Chapter IV: Bibliography
Giunti,. .

Koertge, Noretta. .

Kuhn, Thomas S. (1978). Black-Body Theory and the Quantum Discontinuity, 1884-1912. Oxford: Oxford University Press.

Kuhn, Thomas S. (1957). The Copnerican Revolution. Cambridge: Harvard University Press.

Kuhn, Thomas S. (1977). The Essential Tension. Chicago: The University of Chicago Press.

Kuhn, Thomas S. (1962). The Structure of Scientific Revolutions. Chicago: The University of Chicago Press.
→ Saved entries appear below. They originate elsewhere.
PR #3495, opened 2022-08-24
Prefer real data over planned

atdotde:
When a dive has both real dive computers as well as at
least a planned version (which is just another dive
computer with a special name), only use the data from
real dive computers for aggregate values like maxdepth,
dive time, average depth etc in order not to have
imagined data on the dive list, statistics etc.

I think, the default for the statistics should be be also to ignore dives that are only planned (and including them should require the user to check some box) but It was beyond my powers to implement that due to lack of understanding of the statistics constraints. Maybe @bstoeger could help here.

- [ ] Bug fix
- [x] Functional change
- [ ] New feature
- [ ] Code cleanup
- [ ] Build system change
- [ ] Documentation change
- [ ] Language translation

### DIFF
--- a/core/dive.c
+++ b/core/dive.c
@@ -795,7 +795,7 @@ pressure_t calculate_surface_pressure(const struct dive *dive)
 	pressure_t res;
 	int sum = 0, nr = 0;
 
-	for_each_dc (dive, dc) {
+	for_each_relevant_dc(dive, dc) {
 		if (dc->surface_pressure.mbar) {
 			sum += dc->surface_pressure.mbar;
 			nr++;
@@ -826,7 +826,7 @@ static void fixup_water_salinity(struct dive *dive)
 	struct divecomputer *dc;
 	int sum = 0, nr = 0;
 
-	for_each_dc (dive, dc) {
+	for_each_relevant_dc (dive, dc) {
 		if (dc->salinity) {
 			if (dc->salinity < 500)
 				dc->salinity += FRESHWATER_SALINITY;
@@ -848,12 +848,13 @@ static void fixup_meandepth(struct dive *dive)
 	struct divecomputer *dc;
 	int sum = 0, nr = 0;
 
-	for_each_dc (dive, dc) {
+	for_each_relevant_dc (dive, dc) {
 		if (dc->meandepth.mm) {
 			sum += dc->meandepth.mm;
 			nr++;
 		}
 	}
+
 	if (nr)
 		dive->meandepth.mm = (sum + nr / 2) / nr;
 }
@@ -863,9 +864,9 @@ static void fixup_duration(struct dive *dive)
 	struct divecomputer *dc;
 	duration_t duration = { };
 
-	for_each_dc (dive, dc)
+	for_each_relevant_dc (dive, dc) {
 		duration.seconds = MAX(duration.seconds, dc->duration.seconds);
-
+	}
 	dive->duration.seconds = duration.seconds;
 }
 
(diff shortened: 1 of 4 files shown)


core/dive.c
```diff
@@ -795,10 +795,19 @@ pressure_t calculate_surface_pressure(const struct dive *dive)
 	pressure_t res;
 	int sum = 0, nr = 0;
 
-	for_each_dc (dive, dc) {
-		if (dc->surface_pressure.mbar) {
-			sum += dc->surface_pressure.mbar;
-			nr++;
+	if (has_planned(dive, false)) {
```
dirkhh: I'm sure I'm missing something obvious, so please bear with me... but...
why the if-clause... why not simply do a `for_each_real_dc()` ??

core/dive.c
```diff
@@ -3118,6 +3154,7 @@ struct dive *clone_delete_divecomputer(const struct dive *d, int dc_number)
 	res->id = dive_getUniqID();
 
 	delete_divecomputer(res, dc_number);
+	force_fixup_dive(res);
```
dirkhh, line 3123: I'm curious why this is needed here...

dirkhh (commented):
As I said in the comment below - I must be missing something... but I think this could be greatly simplified...

core/dive.c
atdotde: Otherwise, a dive that has only planned dive computers would end up without maxdepth, total time etc.

core/dive.c
atdotde: This is a bug I discovered on this way: If you delta a dive computer, the maxdepth etc is not recalculated for the divelist.

core/dive.c
atdotde: Or said differently: This PR should only influence dives that have both: real and planned dive computers.

dirkhh: but then... wouldn't it make more sense to have the macro do the right thing? i.e., move that logic into the macro.
If there are only plans, loop over the plans, otherwise, only loop over real dive computers? I just dislike the fact that we have the identical code twice, and that we do need this weird construct multiple times. Seems more error prone.
So I guess I'm suggesting something like
```for_each_relevant_dc()```

Comment (atdotde) [reply core/dive.c]: Yes, I though about this. But I could not figure out how to do this in a macro (include the if statement only in case some condition holds). My preprocessor experience is even smaller than my C experience (I was already quite proud of my new macro). Of course, one could include the first if with and in the condition of the inner if but then this condition would be tested for every dive computer (and the condition even loops over all dive computers as well). Could you suggest a macro that does this? If you can come up with something reasonable, I would be more than happy to use that instead.

Comment (dirkhh) [reply core/dive.c]: Well, the simplest way to do this would be something like this:
```
#define for_each_relevant_dc(_dive, _dc) \
	bool _all_planned = !has_planned(_dive, false); \
	for (_dc = &_dive->dc; _dc; _dc = _dc->next) if (_all_planned || !is_dc_planner(_dc))
```
that does of course leak the bool into the calling name space, which means that you CANNOT use it twice in the same block... but it seems straight forward enough.
Complexity wise, this is the same as your code - it's just easier on my eyes...

Now, if you would like a version that you can use more than once in same block, it gets a bit (ummm...) uglier:
```
// you need the secondary macro invocation in order for __LINE__ to be expanded so the concatenation works
// this way the for_each_relevant_dc macro can be used multiple times within the same name space
#define _UNIQ_NAME(_a) _CONCAT(_a, __LINE__)
#define _CONCAT(_a, _l) _CONCAT_HACK(_a, _l)
#define _CONCAT_HACK(_a, _l) _a ## _l
#define for_each_relevant_dc(_dive, _dc) \
	bool _UNIQ_NAME(_all_planned) = !has_planned(_dive, false); \
	for (_dc = &_dive->dc; _dc; _dc = _dc->next) if (_UNIQ_NAME(_all_planned) || !is_dc_planner(_dc))

```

Lakatos, Imre and Alan Musgrave. (1970). Criticism and the Growth of Knowledge. London: Cambridge University Press.

Von Eckhardt. .

4.4 The Objective Aspects of Kuhnian Puzzles
The popularity of Kuhn's book demonstrates the extent to which it rings true to many people's experience with and conception of science. Our job as philosophers is to extract what is right about Kuhn's account and formulate it in more precise terms. One major strategy for improving Kuhn's account is to try to de-psychologize it. Instead of just taking his claims at face value we should ask to what extent is his account of science grounded in scientific psychology and to what extent is he using terms like gestalt switch in a metaphorical sense. (See O'Donohue.)
When Dewey spoke of puzzles he was definitely referring to the psychological state of perplexity, of mental bewilderment of the problem solver. But when Kuhn describes puzzles as testing the ingenuity of the experimenter not the truth of the paradigm or of the paradigm giving scientists confidence that certain problems can be solved. I think that it is helpful to sort out the objective vs. subjective aspects of his claims and evaluate them separately.
If I were to translate (or transform) Kuhn into an objective mode, I would extract the following insights:
1) The problems scientists work on frequently have a lot of internal structure and there are typically lots of constraints on the set of acceptable candidate solutions. (Later we will see how Nickles develops this point.) The complex structure of scientific problems is best learned by internalizing commonly used sub-routines and production rules, but all of this material can be subjected to critical scrutiny if the situation makes it appropriate to do so.
2) When scientists select research problems it is rational for them to consider not just the cognitive benefits which would accrue were the problem to be solved, but also the probability that it can be solved. Kuhnian puzzles are problems which we either have good reasons to believe can be solved or which have a structure which makes them accessible to investigation using familiar techniques. We might even go so far as to say that Kuhnian puzzles are just those problems which do not instill in us the kinds of feelings of doubt or puzzlement which Dewey took as so important! Perhaps this is why scientists so often appear cocky, over-confident -- they are working on problems whose objective structure is indicative of their susceptibility to solution!
What now needs to be done is to spell out in more detail the objective structure of problems, and the objective features of heuristic methods for solving them. Lakatos' methodology of scientific research programmes, which we will discuss in the next chapter, is a beginning effort in this direction.